Multiple Policy Functions

In the above problem, we see each deep learning block is an independent policy function. Can we use a single policy function to make the problem look more like an academic RL problem?

In deep learning space, we already have a concept of parameter sharing, for example, ALBERT is a parameter shared version of the BERT. While BERT will look more like the problem described above. ALBERT, since replicate the layer n times, is RL corollary of our problem with single policy function used in each action.

Variable State/Path Length

While in RL we generally have variable path length depending on the initial state. In deep learning corollary, we will often have a fixed number of state transitions(= number of layers).
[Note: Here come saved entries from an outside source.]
PR #7590, opened 2023-10-01
generate tokens_to_generate for all items in a batch

arendu:
# What does this PR do ?

ensure that all examples in a batch generate only `tokens_to_generate` number of tokens.

# Changelog 

# Usage

```python
```

**Pre checks**:
  
**PR Type**:
- [ ] New Feature
- [x] Bugfix
- [ ] Documentation

## Who can review?

# Additional Information
* Related to # (issue)


nemo/collections/nlp/modules/common/text_generation_utils.py
```diff
@@ -748,6 +750,9 @@ def sample_sequence_batch(
 
                 # Clamp the predicted out of vocabulary tokens
                 prev = torch.clamp(prev, max=tokenizer.vocab_size - 1)
+                # force EOS token when tokens_to_generate has been reached for an item in the batch.
+                prev[context_length >= maxlens] = tokenizer.eos_id
```
odelalleau, line 754: This looks ok to me, but there might be an edge case if we happen to use a text generation strategy that doesn't consider `EOS` as the end of generation (the computed length would be incorrect). Is this something that needs to be supported? If yes, I think two things could be done:

1. Do something like `done_token = done_token | (context_length == maxlens).byte()` after the definition of `done_token` below (to be sure we consider generation to be done even if the generation strategy ignores the `EOS` token)
2. Use `prev[context_length == maxlens] = tokenizer.eos_id` here (no need for `>=` since `is_done` will be set for future steps, which will force `EOS` on l.759)

nemo/collections/nlp/modules/common/text_generation_utils.py
```diff
@@ -697,9 +697,11 @@ def sample_sequence_batch(
         all_generated_indices = None  # used to track all generated indices
         # Generate enough tokens for the longest sequence
         maxlen = tokens_to_generate + context_lengths.max().item()
-
         maxlen = inference_strategy.clip_max_len(maxlen)
 
+        maxlens = tokens_to_generate + context_lengths  # used to force EOS for shorter contexts in a batch.
```
odelalleau, line 702: Do we need to also implement a similar logic in `tab_sample_sequence_batch()`? (by the way this function seems to already have drifted away a bit from `sample_sequence_batch()`, and I'm not sure this is intended)

odelalleau (commented):
Looks good to me but a couple of things that might require a closer look

nemo/collections/nlp/modules/common/text_generation_utils.py
yidong72: what about using the padding token?

nemo/collections/nlp/modules/common/text_generation_utils.py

However Neural Ordinary Differential Equations Paper proposes a method of variable path length neural networks. Where you can apply the same network layer multiple times and proceed further on the state space trajectory.

This also sets the stage to use RL as the Neural Architecture Depth Search(NAS) problem for weight shared deep learning.

Pros for Deep Learning

  • Training Deep Learning Architecture is hard due to loss degradations. (A problem ResNets have tackled some years back). This using the learnings from Reinforcement Learning can pass loss(reward) from the last layer to early layers solve with it.
  • We can now use non-differential blocks as policy blocks and optimise networks.

Pros for the Reinforcement Learning

Reinforcement learning can formulate the RL problems as weight shared deep neural networks and pass on the losses by using differential layers.

We can formulate the RL problem as a deep learning problem now. The maze transversal RL problem is essentially a Variable Length-Weight Shared neural network policy function block.

Code Example

Now let us see how the state space trajectory of a neural network looks with a code example.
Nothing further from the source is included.